Stored data entries
====================
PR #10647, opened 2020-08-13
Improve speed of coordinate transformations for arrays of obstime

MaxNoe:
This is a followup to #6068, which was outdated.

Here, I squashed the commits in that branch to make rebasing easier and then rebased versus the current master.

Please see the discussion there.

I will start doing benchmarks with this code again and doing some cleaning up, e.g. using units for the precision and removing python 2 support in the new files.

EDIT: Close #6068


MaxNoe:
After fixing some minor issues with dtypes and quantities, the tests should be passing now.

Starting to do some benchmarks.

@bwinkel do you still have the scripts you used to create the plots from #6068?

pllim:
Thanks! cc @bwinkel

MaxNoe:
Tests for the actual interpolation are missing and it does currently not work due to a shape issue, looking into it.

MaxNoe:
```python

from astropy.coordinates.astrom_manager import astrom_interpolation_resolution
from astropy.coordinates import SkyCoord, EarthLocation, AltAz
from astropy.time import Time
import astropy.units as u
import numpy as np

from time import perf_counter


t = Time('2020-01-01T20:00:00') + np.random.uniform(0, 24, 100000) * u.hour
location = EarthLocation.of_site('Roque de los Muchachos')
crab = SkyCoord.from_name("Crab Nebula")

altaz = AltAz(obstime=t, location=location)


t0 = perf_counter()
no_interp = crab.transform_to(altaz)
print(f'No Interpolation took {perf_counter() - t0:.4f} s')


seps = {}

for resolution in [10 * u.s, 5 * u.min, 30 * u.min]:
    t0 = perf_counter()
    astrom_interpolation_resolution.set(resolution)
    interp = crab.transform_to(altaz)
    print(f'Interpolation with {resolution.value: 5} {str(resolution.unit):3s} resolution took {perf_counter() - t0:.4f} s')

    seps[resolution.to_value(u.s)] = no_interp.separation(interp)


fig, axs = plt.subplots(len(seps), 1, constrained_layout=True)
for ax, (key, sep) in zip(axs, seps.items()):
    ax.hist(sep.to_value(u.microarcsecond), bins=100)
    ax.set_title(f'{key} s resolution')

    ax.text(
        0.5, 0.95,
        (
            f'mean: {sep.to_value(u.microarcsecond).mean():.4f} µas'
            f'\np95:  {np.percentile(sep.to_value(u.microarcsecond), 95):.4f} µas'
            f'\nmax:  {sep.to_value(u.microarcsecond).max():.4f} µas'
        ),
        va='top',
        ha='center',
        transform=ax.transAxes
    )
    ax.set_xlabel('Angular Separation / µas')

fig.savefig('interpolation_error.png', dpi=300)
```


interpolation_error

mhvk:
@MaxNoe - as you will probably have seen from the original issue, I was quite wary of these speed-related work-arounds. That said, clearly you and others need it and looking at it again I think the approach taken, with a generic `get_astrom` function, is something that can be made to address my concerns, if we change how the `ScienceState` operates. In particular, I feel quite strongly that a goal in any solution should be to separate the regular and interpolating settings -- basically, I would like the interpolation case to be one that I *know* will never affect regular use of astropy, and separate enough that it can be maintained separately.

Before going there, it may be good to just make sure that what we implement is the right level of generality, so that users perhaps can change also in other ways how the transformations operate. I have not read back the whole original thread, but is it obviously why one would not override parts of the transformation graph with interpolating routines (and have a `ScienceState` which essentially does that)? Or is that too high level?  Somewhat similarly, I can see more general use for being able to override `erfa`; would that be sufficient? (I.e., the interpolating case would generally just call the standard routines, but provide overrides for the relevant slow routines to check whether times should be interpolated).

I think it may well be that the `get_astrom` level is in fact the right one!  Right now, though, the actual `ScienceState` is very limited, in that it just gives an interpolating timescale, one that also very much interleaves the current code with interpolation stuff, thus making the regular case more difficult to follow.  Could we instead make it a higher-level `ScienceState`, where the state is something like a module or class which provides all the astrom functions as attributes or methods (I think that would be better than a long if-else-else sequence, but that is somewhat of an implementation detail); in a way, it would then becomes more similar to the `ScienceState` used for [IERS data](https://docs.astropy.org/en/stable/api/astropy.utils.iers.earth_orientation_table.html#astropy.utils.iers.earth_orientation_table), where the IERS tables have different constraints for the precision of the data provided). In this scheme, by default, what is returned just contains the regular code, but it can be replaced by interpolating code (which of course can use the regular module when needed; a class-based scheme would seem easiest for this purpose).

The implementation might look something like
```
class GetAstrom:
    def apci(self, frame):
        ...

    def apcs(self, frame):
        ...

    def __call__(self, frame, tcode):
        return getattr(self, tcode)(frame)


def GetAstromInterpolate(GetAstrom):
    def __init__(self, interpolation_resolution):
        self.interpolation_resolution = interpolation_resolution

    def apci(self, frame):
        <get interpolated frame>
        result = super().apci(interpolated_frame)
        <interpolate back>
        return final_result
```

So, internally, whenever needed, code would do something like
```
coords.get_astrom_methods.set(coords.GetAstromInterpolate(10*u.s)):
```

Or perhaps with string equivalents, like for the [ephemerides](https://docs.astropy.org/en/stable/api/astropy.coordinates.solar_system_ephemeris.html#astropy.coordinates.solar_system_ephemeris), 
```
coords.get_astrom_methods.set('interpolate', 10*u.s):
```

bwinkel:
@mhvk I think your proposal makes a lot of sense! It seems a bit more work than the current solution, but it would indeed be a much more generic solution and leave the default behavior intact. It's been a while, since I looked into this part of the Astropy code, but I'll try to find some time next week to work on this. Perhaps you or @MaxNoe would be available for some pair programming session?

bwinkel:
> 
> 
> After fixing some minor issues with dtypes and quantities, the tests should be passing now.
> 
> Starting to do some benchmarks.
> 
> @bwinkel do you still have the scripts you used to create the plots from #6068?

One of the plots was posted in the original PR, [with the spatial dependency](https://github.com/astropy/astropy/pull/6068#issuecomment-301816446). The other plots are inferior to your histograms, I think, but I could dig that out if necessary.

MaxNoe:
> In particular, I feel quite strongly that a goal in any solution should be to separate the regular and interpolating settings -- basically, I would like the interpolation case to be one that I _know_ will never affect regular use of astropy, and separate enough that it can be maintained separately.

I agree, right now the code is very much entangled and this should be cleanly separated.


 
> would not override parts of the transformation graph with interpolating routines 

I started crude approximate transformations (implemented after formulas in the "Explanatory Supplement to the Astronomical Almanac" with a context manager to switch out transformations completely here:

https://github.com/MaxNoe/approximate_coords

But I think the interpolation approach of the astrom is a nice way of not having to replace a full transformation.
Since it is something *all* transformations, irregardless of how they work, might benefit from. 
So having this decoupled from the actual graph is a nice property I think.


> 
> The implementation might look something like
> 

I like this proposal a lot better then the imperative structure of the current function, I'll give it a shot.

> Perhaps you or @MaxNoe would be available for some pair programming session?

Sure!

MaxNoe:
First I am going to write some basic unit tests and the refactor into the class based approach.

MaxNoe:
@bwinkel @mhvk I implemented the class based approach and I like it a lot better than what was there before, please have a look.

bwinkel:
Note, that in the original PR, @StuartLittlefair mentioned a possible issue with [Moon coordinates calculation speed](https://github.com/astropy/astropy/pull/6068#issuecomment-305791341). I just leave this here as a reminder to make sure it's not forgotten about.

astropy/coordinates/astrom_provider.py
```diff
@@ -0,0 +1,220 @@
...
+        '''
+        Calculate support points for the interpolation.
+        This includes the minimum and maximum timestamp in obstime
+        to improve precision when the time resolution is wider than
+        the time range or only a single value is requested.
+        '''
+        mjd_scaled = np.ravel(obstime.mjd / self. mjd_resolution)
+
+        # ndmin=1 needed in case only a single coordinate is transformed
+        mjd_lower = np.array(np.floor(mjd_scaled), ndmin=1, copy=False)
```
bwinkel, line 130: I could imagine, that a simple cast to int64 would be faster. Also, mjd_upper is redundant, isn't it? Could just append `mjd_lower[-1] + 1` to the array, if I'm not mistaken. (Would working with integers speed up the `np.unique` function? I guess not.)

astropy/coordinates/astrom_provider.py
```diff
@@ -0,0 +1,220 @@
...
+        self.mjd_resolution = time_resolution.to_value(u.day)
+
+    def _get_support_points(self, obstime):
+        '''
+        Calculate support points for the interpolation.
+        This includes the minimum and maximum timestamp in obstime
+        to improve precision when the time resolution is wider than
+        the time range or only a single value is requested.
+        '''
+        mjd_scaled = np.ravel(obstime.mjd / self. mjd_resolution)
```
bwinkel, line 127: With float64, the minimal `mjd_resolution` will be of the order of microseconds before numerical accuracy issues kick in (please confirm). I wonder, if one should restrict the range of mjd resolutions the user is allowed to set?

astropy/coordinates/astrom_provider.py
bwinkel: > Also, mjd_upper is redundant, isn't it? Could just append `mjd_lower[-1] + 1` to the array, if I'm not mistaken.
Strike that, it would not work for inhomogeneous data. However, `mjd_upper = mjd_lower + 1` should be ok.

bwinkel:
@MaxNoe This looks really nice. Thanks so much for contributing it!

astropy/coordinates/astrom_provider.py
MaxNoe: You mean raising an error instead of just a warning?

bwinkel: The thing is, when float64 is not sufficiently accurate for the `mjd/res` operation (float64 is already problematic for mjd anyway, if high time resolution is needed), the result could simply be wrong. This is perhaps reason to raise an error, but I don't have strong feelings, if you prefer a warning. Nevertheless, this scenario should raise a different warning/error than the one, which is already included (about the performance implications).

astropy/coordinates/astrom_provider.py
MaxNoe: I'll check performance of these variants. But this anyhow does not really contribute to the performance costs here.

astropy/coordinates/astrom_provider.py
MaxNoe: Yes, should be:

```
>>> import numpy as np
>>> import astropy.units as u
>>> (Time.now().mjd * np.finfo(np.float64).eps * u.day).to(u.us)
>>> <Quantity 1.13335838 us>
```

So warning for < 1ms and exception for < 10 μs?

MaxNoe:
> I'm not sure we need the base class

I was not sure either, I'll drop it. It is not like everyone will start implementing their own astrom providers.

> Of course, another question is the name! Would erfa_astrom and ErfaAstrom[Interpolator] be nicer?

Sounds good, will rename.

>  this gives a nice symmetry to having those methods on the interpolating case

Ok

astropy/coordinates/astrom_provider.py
====================
→ Required action
Check each line of the data above for the word "self" and copy the ones where it is found.

→ Answer space
    def apci(self, frame):
    def apcs(self, frame):
    def __call__(self, frame, tcode):
        return getattr(self, tcode)(frame)
    def __init__(self, interpolation_resolution):
        self.interpolation_resolution = interpolation_resolution
    def apci(self, frame):
+        mjd_scaled = np.ravel(obstime.mjd / self. mjd_resolution)
+        self.mjd_resolution = time_resolution.to_value(u.day)
+    def _get_support_points(self, obstime):
+        mjd_scaled = np.ravel(obstime.mjd / self. mjd_resolution)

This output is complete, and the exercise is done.